Directions -
Repeat the listing that follows exactly, please.

Recorded data -
PR #319, opened 2025-07-25
Implement `migrate_if_required` Option

### LINKED ISSUE #304: Management Mode to Prevent Auto-Running Migrations
In a similar vein to the `READ_ONLY` and `CREATE_IF_NOT_EXISTS` Flags when Attaching DuckLake, it would be useful to have a `RUN_MIGRATIONS` Boolean Flag to prevent DuckLake from Auto-Migrating itself invisibly.

Perhaps instead it could just fail if it needs to migrate and RUN_MIGRATIONS is False.

ben-burwood:
Closes #304 

This throws on Attach if the Ducklake Extension requires Migrations and the `MIGRATE_IF_REQUIRED` Flag is False (default True).

This is critical for us as we have a Master Ducklake Metadata Catalog which we want to ensure is tightly managed and hence should not Invisibly Migrate. Particularly as we may have many different clients accessing this Catalog.

Not sold on the option name (perhaps `migrate_automatically` is clearer...) or implementation (particularly hardcoding so many version strings) so open to suggestions...

### DIFF
--- a/src/include/storage/ducklake_initializer.hpp
+++ b/src/include/storage/ducklake_initializer.hpp
@@ -24,7 +24,7 @@ public:
 
 private:
 	void InitializeNewDuckLake(DuckLakeTransaction &transaction, bool has_explicit_schema);
-	void LoadExistingDuckLake(DuckLakeTransaction &transaction);
+	void LoadExistingDuckLake(DuckLakeTransaction &transaction, bool migrate_if_required);
 	void InitializeDataPath();
 	string GetAttachOptions();
 	void CheckAndAutoloadedRequiredExtension(const string &pattern);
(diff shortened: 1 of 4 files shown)


src/include/storage/ducklake_initializer.hpp
```diff
@@ -24,7 +24,7 @@ class DuckLakeInitializer {
 
 private:
 	void InitializeNewDuckLake(DuckLakeTransaction &transaction, bool has_explicit_schema);
-	void LoadExistingDuckLake(DuckLakeTransaction &transaction);
+	void LoadExistingDuckLake(DuckLakeTransaction &transaction, bool migrate_if_required);
```
Mytherin: Can we add this to `DuckLakeOptions` instead?

Mytherin (commented):
Thanks! LGTM - one comment

Mytherin:
We can solve the hard-coding of version strings separately

src/include/storage/ducklake_initializer.hpp
ben-burwood: Duh! Not sure why I added the parameter

Mytherin:
Thanks!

Response -
PR #319, opened 2025-07-25
Implement `migrate_if_required` Option

### LINKED ISSUE #304: Management Mode to Prevent Auto-Running Migrations
In a similar vein to the `READ_ONLY` and `CREATE_IF_NOT_EXISTS` Flags when Attaching DuckLake, it would be useful to have a `RUN_MIGRATIONS` Boolean Flag to prevent DuckLake from Auto-Migrating itself invisibly.

Perhaps instead it could just fail if it needs to migrate and RUN_MIGRATIONS is False.

ben-burwood:
Closes #304 

This throws on Attach if the Ducklake Extension requires Migrations and the `MIGRATE_IF_REQUIRED` Flag is False (default True).

This is critical for us as we have a Master Ducklake Metadata Catalog which we want to ensure is tightly managed and hence should not Invisibly Migrate. Particularly as we may have many different clients accessing this Catalog.

Not sold on the option name (perhaps `migrate_automatically` is clearer...) or implementation (particularly hardcoding so many version strings) so open to suggestions...

### DIFF
--- a/src/include/storage/ducklake_initializer.hpp
+++ b/src/include/storage/ducklake_initializer.hpp
@@ -24,7 +24,7 @@ public:
 
 private:
 	void InitializeNewDuckLake(DuckLakeTransaction &transaction, bool has_explicit_schema);
-	void LoadExistingDuckLake(DuckLakeTransaction &transaction);
+	void LoadExistingDuckLake(DuckLakeTransaction &transaction, bool migrate_if_required);
 	void InitializeDataPath();
 	string GetAttachOptions();
 	void CheckAndAutoloadedRequiredExtension(const string &pattern);
(diff shortened: 1 of 4 files shown)


src/include/storage/ducklake_initializer.hpp
```diff
@@ -24,7 +24,7 @@ class DuckLakeInitializer {
 
 private:
 	void InitializeNewDuckLake(DuckLakeTransaction &transaction, bool has_explicit_schema);
-	void LoadExistingDuckLake(DuckLakeTransaction &transaction);
+	void LoadExistingDuckLake(DuckLakeTransaction &transaction, bool migrate_if_required);
```
Mytherin: Can we add this to `DuckLakeOptions` instead?

Mytherin (commented):
Thanks! LGTM - one comment

Mytherin:
We can solve the hard-coding of version strings separately

src/include/storage/ducklake_initializer.hpp
ben-burwood: Duh! Not sure why I added the parameter

Mytherin:
Thanks!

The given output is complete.